- [What is required] All records need to be reproduced exactly. Keep every word as it is.
************
PR #3289, opened 2016-02-17
ENG-9874 crash volt when export_overflow cant be written to

dweiss88:


src/frontend/org/voltdb/export/ExportDataSource.java
```diff
@@ -494,6 +494,9 @@ public void discard() {
                                 }
                             }, uso, false));
                 } catch (IOException e) {
+                    if (e.getMessage().contains("No space left on device")) {
+                        VoltDB.crashLocalVoltDB("Unable to write to export overflow, no space left on device.");
+                    }
```
rmorgenstein: This seems overly specific. There are many reasons why it could not be written, such as a disk errors or permission errors.  Can you make it  more generic?

src/frontend/org/voltdb/export/ExportDataSource.java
************
- [Task answer]
PR #3289, opened 2016-02-17
ENG-9874 crash volt when export_overflow cant be written to

dweiss88:


src/frontend/org/voltdb/export/ExportDataSource.java
```diff
@@ -494,6 +494,9 @@ public void discard() {
                                 }
                             }, uso, false));
                 } catch (IOException e) {
+                    if (e.getMessage().contains("No space left on device")) {
+                        VoltDB.crashLocalVoltDB("Unable to write to export overflow, no space left on device.");
+                    }
```
rmorgenstein: This seems overly specific. There are many reasons why it could not be written, such as a disk errors or permission errors.  Can you make it  more generic?

src/frontend/org/voltdb/export/ExportDataSource.java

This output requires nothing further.